Adds documentation about the safe_wtd and safe_wtd_nwo RV monitors,
and their usage via a safety application.

Cc: Wim Van Sebroeck <wim@linux-watchdog.org>
Cc: Guenter Roeck <linux@roeck-us.net>
Cc: Jonathan Corbet <corbet@lwn.net>
Cc: Steven Rostedt <rostedt@goodmis.org>
Cc: Ingo Molnar <mingo@redhat.com>
Cc: Thomas Gleixner <tglx@linutronix.de>
Cc: Peter Zijlstra <peterz@infradead.org>
Cc: Will Deacon <will@kernel.org>
Cc: Catalin Marinas <catalin.marinas@arm.com>
Cc: Marco Elver <elver@google.com>
Cc: Dmitry Vyukov <dvyukov@google.com>
Cc: "Paul E. McKenney" <paulmck@kernel.org>
Cc: Shuah Khan <skhan@linuxfoundation.org>
Cc: Gabriele Paoloni <gpaoloni@redhat.com>
Cc: Juri Lelli <juri.lelli@redhat.com>
Cc: Clark Williams <williams@redhat.com>
Cc: linux-doc@vger.kernel.org
Cc: linux-kernel@vger.kernel.org
Cc: linux-trace-devel@vger.kernel.org
Signed-off-by: Daniel Bristot de Oliveira <bristot@kernel.org>
---
 Documentation/trace/rv/watchdog-monitor.rst | 250 ++++++++++++++++++++
 1 file changed, 250 insertions(+)
 create mode 100644 Documentation/trace/rv/watchdog-monitor.rst

diff --git a/Documentation/trace/rv/watchdog-monitor.rst b/Documentation/trace/rv/watchdog-monitor.rst
new file mode 100644
index 000000000000..2b142fb31572
--- /dev/null
+++ b/Documentation/trace/rv/watchdog-monitor.rst
@@ -0,0 +1,250 @@
+Watchdog monitor
+----------------
+
+The watchdog is an essential building block for the usage of Linux in
+safety-critical systems because it allows the system to be monitored from
+an external element - the watchdog hardware, acting as a safety-monitor.
+
+A user-space application controls the watchdog device via the watchdog
+interface.

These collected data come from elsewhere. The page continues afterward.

PR #340, opened 2018-07-05
We don't need to tag this repo

nedbat:


nedbat:
@jmbowman this is what we decided, right?

PR #328, opened 2018-06-20
ENT-876: Implement reporting channel of course completion via xAPI

saleem-latif:
**Description:** 
implement XAPI data reporting via XAPI. Following are the two events that need to be tracked via XAPI.

1. Learner registered (enrolled) in a course.
2. Learner completed a course.

**JIRA:** [ENT-876](https://openedx.atlassian.net/browse/ENT-876)

**Installation instructions:**  Simply instal edx-enterprise using this branch.

**Merge checklist:**

- [x] Check that the versions of the requirements in the `platform-master.in` file match edx-platform.
- [x] New requirements are in the right place (`base.in` if only used in enterprise; in the correct `platform-****.in` files if they're hosted in edx-platform)
- [x] Regenerate requirements with `make upgrade && make requirements` (and make sure to fix any errors).
  **DO NOT** just add dependencies to `requirements/*.txt` files.
- [x] Called `make static` for webpack bundling if any static content was updated.
- [x] All reviewers approved
- [x] CI build is green
- [x] Version bumped
- [x] Changelog record added
- [x] Documentation updated (not only docstrings)
- [x] Commits are (reasonably) squashed
- [x] Translations are updated
- [x] PR author is listed in AUTHORS

**Post merge:**
- [ ] Create a tag
- [ ] Check new version is pushed to PyPi after tag-triggered build is finished.
- [ ] Delete working branch (if not needed anymore)
- [ ] edx-platform PR (be sure to include edx-platform requirements upgrades that were present in this PR)

PR #341, opened 2018-07-06
[ENT-1083]: Write Serializer to Collect Learner and Enrollment data

saleem-latif:
**Description:** 
Write utility functions/serializers to collect learner and enrollment data that would be sent as part of the xAPI statement.

**JIRA:** [ENT-1083](https://openedx.atlassian.net/browse/ENT-1083)

**Dependencies:**  https://github.com/edx/edx-enterprise/pull/328

**Merge checklist:**

- [x] All reviewers approved
- [x] CI build is green
- [x] Version bumped
- [x] Changelog record added

**Post merge:**
- [ ] Create a tag

### DIFF
--- a/integrated_channels/xapi/serializers.py
+++ b/integrated_channels/xapi/serializers.py
@@ -1,0 +1,87 @@
+# -*- coding: utf-8 -*-
+
+"""
+Serializers for xAPI data.
+"""
+from __future__ import absolute_import, unicode_literals
+
+from rest_framework import serializers
+
+from enterprise.api.v1.serializers import ImmutableStateSerializer
+from enterprise.models import EnterpriseCustomerUser
+
+
+class LearnerInfoSerializer(ImmutableStateSerializer):
+    """
+    Serializer for Learner info.
+
+    Model: User
+    """
+    lms_user_id = serializers.IntegerField(source='id')
+    user_username = serializers.CharField(source='username')
+    user_email = serializers.EmailField(source='email')
+    user_country_code = serializers.CharField(source='profile.country.code')
+    user_account_creation_date = serializers.DateTimeField(source='date_joined')
+
+    enterprise_user_id = serializers.SerializerMethodField()
+    enterprise_sso_uid = serializers.SerializerMethodField()
+
+    def get_enterprise_user_id(self, obj):
+        """
+        Get enterprise user id from user object.
+
+        Arguments:
+            obj (User): Django User object
+
+        Returns:
+            (int): Primary Key identifier for enterprise user object.
+        """
+        try:
+            enterprise_learner = EnterpriseCustomerUser.objects.get(user_id=obj.id)
+        except EnterpriseCustomerUser.DoesNotExist:
+            return
+
+        return enterprise_learner.id
+
+    def get_enterprise_sso_uid(self, obj):
+        """
+        Get enterprise SSO UID.
+
+        Arguments:
+            obj (User): Django User object
+
+        Returns:
+            (str): string containing UUID for enterprise customer's Identity Provider.
+        """
+        try:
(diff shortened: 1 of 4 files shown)


integrated_channels/xapi/serializers.py
```diff
@@ -4,3 +4,56 @@
...
+class CourseInfoSerializer(serializers.Serializer):
+    """
+    Serializer for course info.
+
+    Model: CourseOverview
+    """
+    course_id = serializers.CharField(source='id')
+    course_title = serializers.CharField(source='display_name')
+    course_description = serializers.CharField(source='short_description')
+    course_details_url = serializers.CharField(source='marketing_url')
```
brittneyexline: would we ever want to send the marketing url, since that will point to the B2C landing pages?

saleem-latif: According to my understanding, the course-details page is the same for both B2B and B2C scenarios. This data will be sent as an extension to X-API object field that contains course details and will only be used by enterprise customer trying to get more info about a course. I think marketing URL is better than enterprise landing page. Let know your thoughts?

saleem-latif:
@brittneyexline , @georgebabey Please take another look

integrated_channels/xapi/serializers.py
georgebabey: I think the marketing page for now makes the most sense. Maybe someday we'll have b2b marketing pages in the portal, but for now this is the best place to get course details.

integrated_channels/xapi/serializers.py
```diff
@@ -0,0 +1,87 @@
...
+    course_effore = serializers.CharField(source='effort')
```
georgebabey: typo: `effort`

tests/test_integrated_channels/test_xapi/test_serializers.py
```diff
@@ -0,0 +1,105 @@
...
+            start=now,
+            end=now + timedelta(weeks=3, days=4),
+        )
+        self.course_overview = mock.Mock(**self.course_overview_mock_data)
+
+        self.expected_data = {
+            'course_description': self.course_overview_mock_data['short_description'],
+            'course_title': self.course_overview_mock_data['display_name'],
+            'course_duration': self.course_overview_mock_data['end'] - self.course_overview_mock_data['start'],
+            'course_effore': self.course_overview_mock_data['effort'],
```
georgebabey: same as above, typo: `effort`

integrated_channels/xapi/serializers.py
```diff
@@ -0,0 +1,87 @@
...
+
+        Returns:
+            (str): string containing UUID for enterprise customer's Identity Provider.
+        """
+        try:
+            enterprise_learner = EnterpriseCustomerUser.objects.get(user_id=obj.id)
+        except EnterpriseCustomerUser.DoesNotExist:
+            return
+
+        return enterprise_learner.enterprise_customer.identity_provider
```
brittneyexline: is this meant to get the learner's id passed through SSO from the IDP, or the slug of the IDP? the field name suggests the former, but the implementation and the comment suggest the latter.

georgebabey: That list comes from the enrollment data reports and the `enterprise_sso_uid` has always referred to the user id. See https://github.com/edx/edx-documentation/blob/dccdfb3ff9053967415c00c855091fd6b026d65b/en_us/enterprise_api/source/api_reference/reference.rst

Brittney is correct in that this shouldn't be pointing to the slug, but instead `enterprise_learner.get_remote_id()`

saleem-latif:
@georgebabey @brittneyexline I have incorporated your feedback, please take another look.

This application, hereafter safety_app, enables the watchdog
+and periodically pets the watchdog upon correct completion of the safety
+related processing.
+
+If the safety_app, for any reason, stops pinging the watchdog,
+the watchdog hardware can set the system in a fail-safe state. For
+example, shutting the system down.
+
+Given the importance of the safety_app / watchdog hardware couple,
+the interaction between these software pieces also needs some
+sort of monitoring. In other words, "who monitors the monitor?"
+
+The safe watchdog (safe_wtd) RV monitor monitors the interaction between
+the safety_app and the watchdog device, enforcing the correct sequence of
+events that leads the system to a safe state.
+
+Furthermore, the safety_app can monitor the RV monitor by collecting the
+events generated by the RV monitor itself via tracing interface. In this way,
+closing the monitoring loop with the safety_app.
+
+A diagram of the components and their interactions is::
+
+  user-space:
+                  +--------------------------------+
+                  | safety_app                     |-----------+
+                  +--------------------------------+           |
+                     |                    ^                    |
+                     | Configure          | Enable and         |
+                     |                    | check data         |
+  ===================+====================+===============     |
+  kernel-space:      |                    |                    |
+                     v                    v                    |
+                +----------+  instr.     +-------------+       |
+                | watchdog | ----------->| RV Monitor  |----+  |
+                | device   |             +-------------+    |  |
+                +----------+                                |  |
+                  |                                         |  |
+                  |                                         |  |
+  ================+======================================   |  |
+  hardware:       |                                         |  |
+                  v                                         |  +-> Bring the system
+                +--------------------+                      +----> to a safe state,
+                | watchdog hardware  |---------------------------> e.g., halt.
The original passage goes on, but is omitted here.